🏆 ClueWeb-Reco Leaderboard

Candidate Ranking Results

Model	Recall@10 ▼	NDCG@10	Recall@50	NDCG@50	Recall@100	NDCG@100
DeepSeek-V3-QueryGen	0.0127	0.0082	0.0264	0.0111	0.0371	0.0129
GPT-4.1-QueryGen	0.0107	0.0050	0.0195	0.0068	0.0254	0.0077
HLLM	0.0088	0.0041	0.0137	0.0052	0.0176	0.0059
GPT-3.5-Turbo-QueryGen	0.0088	0.0027	0.0176	0.0050	0.0312	0.0072
Qwen3-235B-QueryGen	0.0088	0.0046	0.0234	0.0077	0.0303	0.0088
GPT-4o-QueryGen	0.0068	0.0042	0.0146	0.0058	0.0264	0.0077
Gemini-2.5-Flash-QueryGen	0.0068	0.0042	0.0146	0.0058	0.0264	0.0077
Claude-Sonnet-4-QueryGen	0.0068	0.0032	0.0166	0.0052	0.0215	0.0060
Kimi-K2-QueryGen	0.0039	0.0022	0.0156	0.0050	0.0234	0.0062
TASTE	0.0020	0.0015	0.0039	0.0019	0.0039	0.0019

Prompt Construction for Query Generation

To assess the generalization power of LLM-based recommenders, ClueWeb-Reco includes a query generation task.
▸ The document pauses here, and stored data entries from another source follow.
PR #2456, opened 2023-10-24
feat(lineage): terminal table node for select star

edpaget:
adds final nodes to lineage trees when a `select *` expression is found named "*" with the source set to each table in the select * scope.

### DIFF
--- a/sqlglot/lineage.py
+++ b/sqlglot/lineage.py
@@ -159,6 +159,11 @@ def lineage(
         if upstream:
             upstream.downstream.append(node)
 
+        # if the select is a star add all scope sources as downstreams
+        if select.is_star:
+            for source in scope.sources.values():
+                node.downstream.append(Node(name=select.sql(), source=source, expression=source))
+
         # Find all columns that went into creating this one to list their lineage nodes.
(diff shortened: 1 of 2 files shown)


sqlglot/lineage.py
```diff
@@ -159,6 +159,11 @@ def to_node(
         if upstream:
             upstream.downstream.append(node)
 
+        # if the select is a star add all scope sources as downstreams
+        if select.is_star:
+            for source in scope.sources.values():
+                node.downstream.append(Node(name=select.sql(), source=source, expression=source))
```
GeorgeSittas, line 165: @tobymao do we care if the `name` is set to dialect-unaware SQL in `Node`s?

GeorgeSittas (approved):
Looks good - thanks for the PRs @edpaget!

sqlglot/lineage.py
tobymao: it’s just going be select * right?

GeorgeSittas: Yeah, though you can also have star projections like ``` `t`.* ```

PR #2457, opened 2023-10-24
Fix: add table alias in unnest with columns only

### LINKED ISSUE #2455: BigQuery to DuckDB transpiring creates incorrect query
```
import sqlglot
from sqlglot.errors import ErrorLevel
from sqlglot.dialects.dialect import Dialects

query = """
WITH
  Sequences AS (
    SELECT 1 AS id, [0, 1, 1, 2, 3, 5] AS some_numbers
    UNION ALL
    SELECT 2 AS id, [2, 4, 8, 16, 32] AS some_numbers
    UNION ALL
    SELECT 3 AS id, [5, 10] AS some_numbers
  )
SELECT id AS matching_rows
FROM Sequences
WHERE EXISTS(SELECT * FROM UNNEST(some_numbers) AS x WHERE x > 5);
"""
sqlglot.transpile(query, read=Dialects.BIGQUERY, write=Dialects.DUCKDB, error_level=ErrorLevel.RAISE)
```

This gives:
```
'WITH Sequences AS (SELECT 1 AS id, [0, 1, 1, 2, 3, 5] AS some_numbers UNION ALL SELECT 2 AS id, [2, 4, 8, 16, 32] AS some_numbers UNION ALL SELECT 3 AS id, [5, 10] AS some_numbers) SELECT id AS matching_rows FROM Sequences WHERE EXISTS(SELECT * FROM UNNEST(some_numbers) AS (x) WHERE x > 5)'
```

but the `AS (x)` was supposed to be `AS tbl(x)`

GeorgeSittas:
Fixes #2455

This is probably not the most robust way to solve the issue, but not sure. What do you think @tobymao?

```
D WITH Sequences AS (
>     SELECT 1 AS id, [0, 1, 1, 2, 3, 5] AS some_numbers UNION ALL
>     SELECT 2 AS id, [2, 4, 8, 16, 32] AS some_numbers UNION ALL
>     SELECT 3 AS id, [5, 10] AS some_numbers
> )
> SELECT
>   id AS matching_rows
> FROM Sequences
> WHERE EXISTS(
>   SELECT * FROM UNNEST(some_numbers) AS _t(x) WHERE x > 5
> );
┌───────────────┐
│ matching_rows │
│     int32     │
├───────────────┤
│             2 │
│             3 │
└───────────────┘
```

Screenshot 2023-10-24 at 8 38 06 PM

### DIFF
--- a/tests/dialects/test_bigquery.py
+++ b/tests/dialects/test_bigquery.py
@@ -143,6 +143,13 @@ class TestBigQuery(Validator):
         self.validate_all("x <> ''''''", write={"bigquery": "x <> ''"})
         self.validate_all("CAST(x AS DATETIME)", read={"": "x::timestamp"})
         self.validate_all(
+            "SELECT * FROM t WHERE EXISTS(SELECT * FROM unnest(nums) AS x WHERE x > 1)",
+            write={
+                "bigquery": "SELECT * FROM t WHERE EXISTS(SELECT * FROM UNNEST(nums) AS x WHERE x > 1)",
+                "duckdb": "SELECT * FROM t WHERE EXISTS(SELECT * FROM UNNEST(nums) AS _t(x) WHERE x > 1)",
+            },
+        )
+        self.validate_all(
             "NULL",
             read={
                 "duckdb": "NULL = a",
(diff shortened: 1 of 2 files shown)


tests/dialects/test_bigquery.py
```diff
@@ -476,9 +483,8 @@ def test_bigquery(self):
             },
             write={
                 "bigquery": "SELECT * FROM UNNEST(['7', '14']) AS x",
-                "presto": "SELECT * FROM UNNEST(ARRAY['7', '14']) AS (x)",
-                "hive": "SELECT * FROM UNNEST(ARRAY('7', '14')) AS (x)",
-                "spark": "SELECT * FROM UNNEST(ARRAY('7', '14')) AS (x)",
+                "presto": "SELECT * FROM UNNEST(ARRAY['7', '14']) AS _t(x)",
+                "spark": "SELECT * FROM UNNEST(ARRAY('7', '14')) AS _t(x)",
```
GeorgeSittas, line 487: Two notes here:

- The presto test was previously invalid, i.e. `AS (x)` is invalid syntax:
```
trino> SELECT * FROM UNNEST(ARRAY['7', '14']) AS (x);
Query 20231024_194935_00002_hyjxp failed: line 1:43: mismatched input '('. Expecting: <identifier>
```
- The hive/spark tests were also invalid, for two reasons: the `(x)` is invalid syntax and there's no `UNNEST` function; we need to use `EXPLODE` but this needs some work and we'd better keep it out of this PR's scope.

Browsing history titles are formatted into a prompt, and LLMs are asked to infer the next likely interest without rephrasing. The generated query is then embedded and matched to the candidate pool via dense retrieval.

Note: Prompt design plays a critical role in the performance of LLM-QueryGen models. ORBIT encourages community contributions of custom prompts to better reflect the strengths and nuances of each language model.